Only one stretch of the data below is wanted: the lines from the one with "### LINKED ISSUE" through the one with "Yarn: 1.22.19 - ~/.n/bin/yarn", repeated exactly.

▶ [Data items]:
*-*-*
PR #376, opened 2023-04-27
fix: front slashes only get escaped now if they aren't already

### LINKED ISSUE #375: Error thrown when escaping front slashes in regex strings that have already been escaped
Thanks for reporting this bug!

Please search other issues to make sure this bug has not already been reported.

Then fill in the sections below.

**Describe the bug**

there’s logic in the edge bundler that escapes front slashes for regexes, but doesn’t take into account if they are already escaped. 

See https://github.com/netlify/edge-bundler/blob/9d798de1bc646e64770c98e8c1720ba13b886e15/node/declaration.ts#L134
So basically

https://github.com/netlify/edge-bundler/blob/9d798de1bc646e64770c98e8c1720ba13b886e15/node/manifest.ts#L183-L197

runs and `parsePattern` converts

`"^(?:\\/(_next\\/data\\/[^/]{1,}))?(?:\\/([^/.]{1,}))\\/api(?:\\/((?:[^\\/#\\?]+?)(?:\\/(?:[^\\/#\\?]+?))*))?(.json)?[\\/#\\?]?$"`

to

`"^(?:\\\\/(_next\\\\/data\\\\/[^\\/]{1,}))?(?:\\\\/([^\\/.]{1,}))\\\\/api(?:\\\\/((?:[^\\\\/#\\?]+?)(?:\\\\/(?:[^\\\\/#\\?]+?))*))?(.json)?[\\\\/#\\?]?$"`

which results in the following error

```
Unexpected token: "/" at 1:7.
◈ Rewrote URL to /static/chunks/pages/shows/static/[id]-52e80ca069ee1610.js
Function 'next_middleware' uses an unsupported regular expression and will not be invoked: 

/^(?:\\/(_next\\/data\\/[^\/]{1,}))?(?:\\/([^\/.]{1,}))?\\/api(?:\\/((?:[^\\/#\?]+?)(?:\\/(?:[^\\/#\?]+?))*))?(.json)?[\\/#\?]?$/ 
```

because there is an extra escaped backslash added.

In our scenario on the frameworks team, the failing regular expressions are typicially generated from the Next.js framework.

The first question I have is do we need to normalize these regex patterns at the edge bundler level?

`const normalizedPattern = pattern.replace(/\//g, '\\/')`

In user and framework land, if they weren't escaped properly, I would expect it to fail if I did not escape things properly. Is there a use case on the edge functions team for this? I would assume so given the code was added. 😎

For more context see https://netlify.slack.com/archives/C01TKAEBP3Q/p1682545091365449

**Configuration**

Please enter the following command in a terminal and copy/paste its output:

```bash
npx envinfo --system --binaries
```

  System:
    OS: macOS 13.3.1
    CPU: (10) arm64 Apple M1 Pro
    Memory: 139.58 MB / 32.00 GB
    Shell: 5.9 - /bin/zsh
  Binaries:
    Node: 18.15.0 - ~/.n/bin/node
    Yarn: 1.22.19 - ~/.n/bin/yarn
    npm: 9.5.0 - ~/.n/bin/npm

**Pull requests**

Pull requests are welcome! If you would like to help us fix this bug, please check our
[contributions guidelines](../blob/main/CONTRIBUTING.md).

nickytonline:

Currently Next.js middleware breaks because the edge bundler modifies the regular expression matchers for URLs that Next.js generates.

fixes #375 
fixes https://github.com/netlify/pod-ecosystem-frameworks/issues/414
relates to https://github.com/netlify/next-runtime/pull/1919

I've modified the regex to do a negative lookbehind to ensure we don't escape a front slash if it's already escaped.

N/A but as I mentioned in the issue, do we want the edge bundler modifying regex patterns?

**Checklist**

### DIFF
--- a/node/declaration.test.ts
+++ b/node/declaration.test.ts
@@ -209,7 +209,7 @@ test('does not escape front slashes in a regex pattern if they are already escap
   expect(actual).toEqual(expected)
 })
 
-test('escapes front slashes in a regex pattern', () => {
+test('Escapes front slashes in a regex pattern', () => {
   const regexPattern = '^(?:/(_next/data/[^/]{1,}))?(?:/([^/.]{1,}))/shows(?:/(.*))(.json)?[/#\\?]?$'
   const expected = '^(?:\\/(_next\\/data\\/[^\\/]{1,}))?(?:\\/([^\\/.]{1,}))\\/shows(?:\\/(.*))(.json)?[\\/#\\?]?$'
   const actual = parsePattern(regexPattern)
--- a/node/declaration.test.ts
+++ b/node/declaration.test.ts
@@ -211,7 +211,7 @@ test('does not escape front slashes in a regex pattern if they are already escap
 
 test('escapes front slashes in a regex pattern', () => {
   const regexPattern = '^(?:/(_next/data/[^/]{1,}))?(?:/([^/.]{1,}))/shows(?:/(.*))(.json)?[/#\\?]?$'
-  const expected = '^(?:\\/(_next\\/data\\/[^\\/]{1,}))?(?:\\/([^\\/.]{1,}))\\/shows(?:\\/(.*))(.json)?[/#\\?]?$'
+  const expected = '^(?:\\/(_next\\/data\\/[^\\/]{1,}))?(?:\\/([^\\/.]{1,}))\\/shows(?:\\/(.*))(.json)?[\\/#\\?]?$'
   const actual = parsePattern(regexPattern)
 
   expect(actual).toEqual(expected)
--- a/node/declaration.test.ts
+++ b/node/declaration.test.ts
@@ -209,7 +209,7 @@ test('does not escape front slashes in a regex pattern if they are already escap
   expect(actual).toEqual(expected)
 })
 
-test('escapes front slashes in a regex pattern if they are not already escaped', () => {
+test('escapes front slashes in a regex pattern', () => {
   const regexPattern = '^(?:/(_next/data/[^/]{1,}))?(?:/([^/.]{1,}))/shows(?:/(.*))(.json)?[/#\\?]?$'
   const expected = '^(?:\\/(_next\\/data\\/[^\\/]{1,}))?(?:\\/([^\\/.]{1,}))\\/shows(?:\\/(.*))(.json)?[/#\\?]?$'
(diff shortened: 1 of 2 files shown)


node/declaration.ts
```diff
@@ -130,8 +130,9 @@ const createDeclarationsFromFunctionConfigs = (
 // Validates and normalizes a pattern so that it's a valid regular expression
 // in Go, which is the engine used by our edge nodes.
 export const parsePattern = (pattern: string) => {
-  // Escaping forward slashes with back slashes.
-  const normalizedPattern = pattern.replace(/\//g, '\\/')
+  // only escape front slashes if they haven't been escaped already
```
eduardoboucas, line 133: Tiny nit to make this consistent with the rest of the comments. 🤓 

```suggestion
  // Only escape front slashes if they haven't been escaped already.
```

node/declaration.test.ts
```diff
@@ -191,3 +191,28 @@ test('netlify.toml-defined excludedPath are respected', () => {
...
+test('throws if there are lookaheads in a regex pattern', () => {
+  const regexPattern =
+    '^(?:\\/(_next\\/data\\/[^/]{1,}))?(?:\\/([^/.]{1,}))\\/shows(?:\\/((?!99|88).*))(.json)?[\\/#\\?]?$'
+
+  expect(() => {
+    parsePattern(regexPattern)
+  }).toThrow('Regular expressions with lookaheads are not supported')
+})
+
+test('does not escape front slashes in a regex pattern if they are already escaped', () => {
```
eduardoboucas, line 204:
```suggestion
test('Does not escape front slashes in a regex pattern if they are already escaped', () => {
```

eduardoboucas (commented):
LGTM! I left just tiny style nits.

Do you want to move this out of draft?

node/declaration.test.ts
```diff
@@ -191,3 +191,28 @@ test('netlify.toml-defined excludedPath are respected', () => {
 
   expect(declarations).toEqual(expectedDeclarations)
 })
+
+test('throws if there are lookaheads in a regex pattern', () => {
```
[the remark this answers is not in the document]
nickytonline: Ahh, I must have missed that. I'll remove this test then.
*-*-*
▶ [RESULT OF THE TASK]:
### LINKED ISSUE #375: Error thrown when escaping front slashes in regex strings that have already been escaped
Thanks for reporting this bug!

Please search other issues to make sure this bug has not already been reported.

Then fill in the sections below.

**Describe the bug**

there’s logic in the edge bundler that escapes front slashes for regexes, but doesn’t take into account if they are already escaped. 

See https://github.com/netlify/edge-bundler/blob/9d798de1bc646e64770c98e8c1720ba13b886e15/node/declaration.ts#L134
So basically

https://github.com/netlify/edge-bundler/blob/9d798de1bc646e64770c98e8c1720ba13b886e15/node/manifest.ts#L183-L197

runs and `parsePattern` converts

`"^(?:\\/(_next\\/data\\/[^/]{1,}))?(?:\\/([^/.]{1,}))\\/api(?:\\/((?:[^\\/#\\?]+?)(?:\\/(?:[^\\/#\\?]+?))*))?(.json)?[\\/#\\?]?$"`

to

`"^(?:\\\\/(_next\\\\/data\\\\/[^\\/]{1,}))?(?:\\\\/([^\\/.]{1,}))\\\\/api(?:\\\\/((?:[^\\\\/#\\?]+?)(?:\\\\/(?:[^\\\\/#\\?]+?))*))?(.json)?[\\\\/#\\?]?$"`

which results in the following error

```
Unexpected token: "/" at 1:7.
◈ Rewrote URL to /static/chunks/pages/shows/static/[id]-52e80ca069ee1610.js
Function 'next_middleware' uses an unsupported regular expression and will not be invoked: 

/^(?:\\/(_next\\/data\\/[^\/]{1,}))?(?:\\/([^\/.]{1,}))?\\/api(?:\\/((?:[^\\/#\?]+?)(?:\\/(?:[^\\/#\?]+?))*))?(.json)?[\\/#\?]?$/ 
```

because there is an extra escaped backslash added.

In our scenario on the frameworks team, the failing regular expressions are typicially generated from the Next.js framework.

The first question I have is do we need to normalize these regex patterns at the edge bundler level?

`const normalizedPattern = pattern.replace(/\//g, '\\/')`

In user and framework land, if they weren't escaped properly, I would expect it to fail if I did not escape things properly. Is there a use case on the edge functions team for this? I would assume so given the code was added. 😎

For more context see https://netlify.slack.com/archives/C01TKAEBP3Q/p1682545091365449

**Configuration**

Please enter the following command in a terminal and copy/paste its output:

```bash
npx envinfo --system --binaries
```

  System:
    OS: macOS 13.3.1
    CPU: (10) arm64 Apple M1 Pro
    Memory: 139.58 MB / 32.00 GB
    Shell: 5.9 - /bin/zsh
  Binaries:
    Node: 18.15.0 - ~/.n/bin/node
    Yarn: 1.22.19 - ~/.n/bin/yarn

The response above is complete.